EXERCISE PROMPT
Lines from the one containing "2. Remove the following lines all together" to the end of the data below are to be restated exactly, with both ends included and nothing else.

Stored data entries
..........
PR #34856, opened 2022-12-15
Remove template AWS UPI job

patrickdillon:
This job has been replaced by a workflow/steps job.

### DIFF
--- a/core-services/release-controller/_releases/priv/release-ocp-4.10.json
+++ b/core-services/release-controller/_releases/priv/release-ocp-4.10.json
@@ -99,7 +99,7 @@
             "disabled": true,
             "optional": true,
             "prowJob": {
-                "name": "release-openshift-ocp-installer-e2e-aws-upi-4.10-priv"
+                "name": "periodic-ci-openshift-release-master-nightly-4.10-e2e-aws-upi-priv"
             }
         },
         "azure": {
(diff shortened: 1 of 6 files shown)


bradmwilliams:
@patrickdillon In order to clear the `release-controller-config` failure, you'll need to either:
1. Update the following lines to point to the new periodic job that calls the respective workflow
2. Remove the following lines all together

https://github.com/openshift/release/blob/ccb8b19c8181988525d801e7a39e4b3d514f5153/core-services/release-controller/_releases/release-ocp-4.12.json#L161-L166
and then run a `make release-controllers` from the root of the repo and include the changes.

patrickdillon:
@DennisPeriquet your PR https://github.com/openshift/release/pull/34926 fixed this on master. I believe we "backported" the step registry periodics back to 4.9 so I'm updating accordingly in this PR but not sure if it's correct. Would you PTAL?

DennisPeriquet:
@patrickdillon sure thing.   I believe the PR looks good.

But, I wonder if it's possible to remove [these](https://github.com/DennisPeriquet/release/blob/fe9dc9488046a968e43f70cb11d93c9447f7dc51/core-services/template-deprecation/_allowlist.yaml#L483-L491) lines because from what I understand, that file tracks the tests that still need conversion from templates to steps.

bradmwilliams (approved):

PR #34860, opened 2022-12-15
Adds @amd64 for multi-arch purposes in the amd64 QE e2e and upgrade t…

aleskandro:
…ests


liangxia:
Actually, they are intentionally at the moment.
We still have a lot of test cases (1000+ as of 2022-12-19) do not have proper `Arch` value in Polarion, which means those test cases do not have tag amd64/arm64/... Those test cases will be missed if we add `@amd64` explicitly there.
Once we have fixed the `arch` field in polarion for all/most of test cases, and remap that into tags in the code repo, it's good to have this PR then.

PR #34861, opened 2022-12-15
AGENT-350: Handle the case where there are no agent-gather files

zaneb:
If the cluster succeeds there will be no agent-gather files produced, since these are only available from the agent image (which will be long-since gone).

Handle the case where even after running 'make agent-gather', there are no files to copy.


zaneb:
/retitle AGENT-350: Handle the case where there are no agent-gather files
/pj-rehearse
..........
EXPECTED ANSWER
2. Remove the following lines all together

https://github.com/openshift/release/blob/ccb8b19c8181988525d801e7a39e4b3d514f5153/core-services/release-controller/_releases/release-ocp-4.12.json#L161-L166
and then run a `make release-controllers` from the root of the repo and include the changes.

patrickdillon:
@DennisPeriquet your PR https://github.com/openshift/release/pull/34926 fixed this on master. I believe we "backported" the step registry periodics back to 4.9 so I'm updating accordingly in this PR but not sure if it's correct. Would you PTAL?

DennisPeriquet:
@patrickdillon sure thing.   I believe the PR looks good.

But, I wonder if it's possible to remove [these](https://github.com/DennisPeriquet/release/blob/fe9dc9488046a968e43f70cb11d93c9447f7dc51/core-services/template-deprecation/_allowlist.yaml#L483-L491) lines because from what I understand, that file tracks the tests that still need conversion from templates to steps.

bradmwilliams (approved):

PR #34860, opened 2022-12-15
Adds @amd64 for multi-arch purposes in the amd64 QE e2e and upgrade t…

aleskandro:
…ests


liangxia:
Actually, they are intentionally at the moment.
We still have a lot of test cases (1000+ as of 2022-12-19) do not have proper `Arch` value in Polarion, which means those test cases do not have tag amd64/arm64/... Those test cases will be missed if we add `@amd64` explicitly there.
Once we have fixed the `arch` field in polarion for all/most of test cases, and remap that into tags in the code repo, it's good to have this PR then.

PR #34861, opened 2022-12-15
AGENT-350: Handle the case where there are no agent-gather files

zaneb:
If the cluster succeeds there will be no agent-gather files produced, since these are only available from the agent image (which will be long-since gone).

Handle the case where even after running 'make agent-gather', there are no files to copy.


zaneb:
/retitle AGENT-350: Handle the case where there are no agent-gather files
/pj-rehearse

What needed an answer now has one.